Whitman students offer assistance in completing tax-return forms
Those on campus in need of tax assistance had to look no further than Flaum Grand Hall on Friday.
The help came from students in the Martin J. Whitman School of Management who offered income tax assistance as part of the Beta Alpha Psi Volunteer Income Tax Assistance program. BAP will offer its program this Friday as well.
BAP started its own version of VITA to resolve issues with the government VITA program that Syracuse University originally offered to students, said David Ben-Hayun, a junior accounting and real estate major and the new program coordinator. In the government program, volunteers filed a student’s taxes for him or her, but the volunteer was at fault for mistakes made on the tax return, Ben-Hayun said. To remove responsibility from previous student volunteers, he said BAP established its own version of VITA.
Now, instead of filing taxes for the student, volunteers of the program go through the forms with the student and print them out. It is the student’s responsibility to review and send in the forms him or herself, Ben-Hayun said.
BAP opens the tax assistance program up to local Syracuse residents, but the service is mainly intended for and used by SU students, Ben-Hayun said.
‘We have some locals come in,’ Ben-Hayun said. ‘But we are here to help students.’
Mitchell Franklin, an assistant professor of accounting in Whitman, said BAP’s VITA program is intended to not only help students but also to teach them. Franklin works with BAP on the tax assistance program. He said taxes can be scary, even for those with very simple returns.

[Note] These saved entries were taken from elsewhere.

PR #80, opened 2015-05-26
feat(new-commander): Create new commanderjs

joelcoxokc:
Create new API for creating commands, replaces commanderjs


ahmedshuhel:
Please exclude the `dist` folder for the PR. It is crating a lot of noise. Hard to follow the code. We only build the dist when we will make a public release and will check in then other wise we won't.

bin/aurelia.js
```diff
@@ -8,7 +8,7 @@ process.env.INIT_CWD = process.cwd();
 var DEV_ENV = parseInt(process.env.AURELIA_CLI_DEV_ENV, 10);
 
 const cli = new Liftoff({
-  name: 'aurelia',
+  name: 'aurelia-cli',
```
joelcoxokc: @ahmedshuhel Liftoff wants the name of the package in node_modules `aurelia-cli` is the correct name

bin/aurelia.js
```diff
@@ -56,17 +56,15 @@ function handleCommands(env) {
   }
 
   aurelia.init({
-    env : env
+      env : env
+    , argv: argv
```
joelcoxokc: @ahmedshuhel I need access to argv before we run aurelia.run()

So I am passing it on to the config.

Yes I know it's on config.env.argv, 
This should be a flat and easily access property.

bin/aurelia.js
```diff
@@ -56,17 +56,15 @@ function handleCommands(env) {
...
   });
 
-  if (env.configPath) {
+  if (env.configPath && env.modulePath) {
     require(env.configPath);
```
joelcoxokc: If we `require(env.configPath)`

The Aureliafile contains.

```
require('aurelia-cli');
```

This does not work. if the modulePath does not exist.

bin/aurelia.js
```diff
@@ -56,17 +56,15 @@ function handleCommands(env) {
...
     logger.info('Using Aureliafile: %s', env.configPath);
   } else {
     logger.log('warn', 'Aureliafile not found');
   }
-
-  process.nextTick(function() {
-    aurelia.run(process.argv);
-  });
+  aurelia.run(argv);
```
joelcoxokc: Removed process.nextTick()

We are already in a process.nextTick()

src/index.js
```diff
@@ -1,51 +1,75 @@
...
-
 import BundleCommand from './commands/bundle';
 import InitCommand from './commands/init';
 import NewCommand from './commands/new';
 
 class Aurelia {
+
   constructor() {
     this.commands = {};
+    this.aliases  = {};
```
joelcoxokc: @ahmedshuhel 
Added this.aliases
This allows me to not have to loop through the commands for each argv.

src/index.js
```diff
@@ -1,51 +1,75 @@
...
 
   init(config) {
-    this.config = config;
-    let bundle = new BundleCommand(program, this.config, this.logger);
-    let init = new InitCommand(program, this.config, this.logger);
-    let newCmd = new NewCommand(program, this.config, this.logger);
+    this.program      = new Program(config);
+    this.store        = new Store(config);
+    this.config       = config;
+    this.config.store = this.store;
```
joelcoxokc: @ahmedshuhel 
Added store to config. I don't want to keep it here, I am working on another way of using it.

src/lib/spawn-promise.js
```diff
@@ -0,0 +1,70 @@
+var Promise = require('bluebird');
```
joelcoxokc: We lost this file, some other lobs depend on it.

ahmedshuhel:
@joelcoxokc still see the `dist` files in the PR. Please rebase it on the master branch.

joelcoxokc:
I have rebased. Let me see what I can do.

PWKad:
Are there more breaking changes to the cli api in this PR or is it stabilized yet?  I need to update and get another PR in.

joelcoxokc:
Yes this one introduces a new api for commander... I've like to stop
refactoring this and move along, so hopefully!

bin/aurelia.js
ahmedshuhel: @joelcoxokc We have resolved these in the previous PR. And as far as I know It's working correctly. Suppose when use executes `new` command it does not have the `moduelPath` so the global version is being executed. Here is the code from the `master` branch:

```javascirpt
if (!env.modulePath) {
    logger.log('warn', 'Local aurelia installation not found!');
    aurelia = require('../index');
  } else {
    aurelia = require(env.modulePath);
  }
```

bin/aurelia.js
ahmedshuhel: @joelcoxokc  `process.nextTick()` make sure the `Aurelia` object is instantiated properly before `aurelia.run` executes.

bin/aurelia.js
ahmedshuhel: @joelcoxokc this is been fixed on the master branch.

ahmedshuhel:
@joelcoxokc I see you have some issues here that is related to the the PR 79 that is already merged and working properly(tested the command on windows, linux and mac) but we  are trying to alter the behavior with this PR. Why do we need that? As we have talked the other night, `new commander` should not introduce breaking changes rather it should have all the facilities and api that https://github.com/tj/commander.js has plus some new one. We were talking about making your `new commander` an npm package just like `commander` so that we can just npm install it.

‘Our hope is that we can help to minimize the fear but at the same time teach our customers how to do it themselves so they can do their own next year,’ Franklin said.
BAP will offer its VITA program three more times this year: March 4, March 25 and April 1. The program will be in Flaum Grand Hall in Whitman from 10 a.m. to 2 p.m. on each of those dates. BAP provides the tax forms, and the program is on a first-come first-serve basis.
Rico Setyo, a senior accounting major, was one of the students who took advantage of the VITA program on Friday.
‘I used it because it’s convenient, quick and free,’ Setyo said. ‘Plus if they are doing my taxes, then I don’t have to.’